> [WHAT YOU HAVE TO DO]
Read the records and gather each line that includes "multi".

> [RECORDS FOR PROCESSING]
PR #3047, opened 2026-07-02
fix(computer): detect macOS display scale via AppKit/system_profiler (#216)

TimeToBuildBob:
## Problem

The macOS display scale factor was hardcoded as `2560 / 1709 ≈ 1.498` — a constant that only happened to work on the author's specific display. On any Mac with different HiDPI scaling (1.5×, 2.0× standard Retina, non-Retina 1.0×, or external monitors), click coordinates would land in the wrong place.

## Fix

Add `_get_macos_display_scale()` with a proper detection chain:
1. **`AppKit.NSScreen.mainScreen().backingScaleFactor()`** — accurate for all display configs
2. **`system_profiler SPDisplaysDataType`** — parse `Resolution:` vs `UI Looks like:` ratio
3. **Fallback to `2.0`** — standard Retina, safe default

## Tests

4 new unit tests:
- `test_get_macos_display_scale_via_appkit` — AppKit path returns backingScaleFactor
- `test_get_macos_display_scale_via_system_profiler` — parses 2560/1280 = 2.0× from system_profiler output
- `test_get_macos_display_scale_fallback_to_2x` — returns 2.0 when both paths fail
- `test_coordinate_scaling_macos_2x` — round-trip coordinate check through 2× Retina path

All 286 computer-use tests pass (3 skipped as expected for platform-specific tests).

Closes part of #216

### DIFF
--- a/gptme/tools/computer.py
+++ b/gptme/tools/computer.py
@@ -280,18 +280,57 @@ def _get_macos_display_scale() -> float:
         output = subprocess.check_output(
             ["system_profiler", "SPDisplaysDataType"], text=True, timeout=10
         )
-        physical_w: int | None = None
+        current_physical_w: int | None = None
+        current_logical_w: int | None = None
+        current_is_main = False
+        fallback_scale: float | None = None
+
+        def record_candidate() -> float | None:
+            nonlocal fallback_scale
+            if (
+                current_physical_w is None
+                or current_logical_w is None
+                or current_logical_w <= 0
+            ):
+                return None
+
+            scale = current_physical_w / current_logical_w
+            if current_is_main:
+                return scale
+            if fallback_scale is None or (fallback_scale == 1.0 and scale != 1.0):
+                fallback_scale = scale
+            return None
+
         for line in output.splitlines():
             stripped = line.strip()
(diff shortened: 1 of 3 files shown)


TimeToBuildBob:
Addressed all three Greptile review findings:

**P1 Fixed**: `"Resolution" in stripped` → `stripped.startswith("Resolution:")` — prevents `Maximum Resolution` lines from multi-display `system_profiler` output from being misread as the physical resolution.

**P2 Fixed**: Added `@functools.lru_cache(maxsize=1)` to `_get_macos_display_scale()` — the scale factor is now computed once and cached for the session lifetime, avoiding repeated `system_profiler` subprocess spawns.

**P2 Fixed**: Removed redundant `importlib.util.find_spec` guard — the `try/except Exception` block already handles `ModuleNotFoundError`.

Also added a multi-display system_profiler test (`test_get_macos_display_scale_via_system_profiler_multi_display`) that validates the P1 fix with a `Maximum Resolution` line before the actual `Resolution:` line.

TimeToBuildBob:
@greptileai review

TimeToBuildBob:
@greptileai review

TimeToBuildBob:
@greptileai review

> [TASK ANSWER]
**P1 Fixed**: `"Resolution" in stripped` → `stripped.startswith("Resolution:")` — prevents `Maximum Resolution` lines from multi-display `system_profiler` output from being misread as the physical resolution.
Also added a multi-display system_profiler test (`test_get_macos_display_scale_via_system_profiler_multi_display`) that validates the P1 fix with a `Maximum Resolution` line before the actual `Resolution:` line.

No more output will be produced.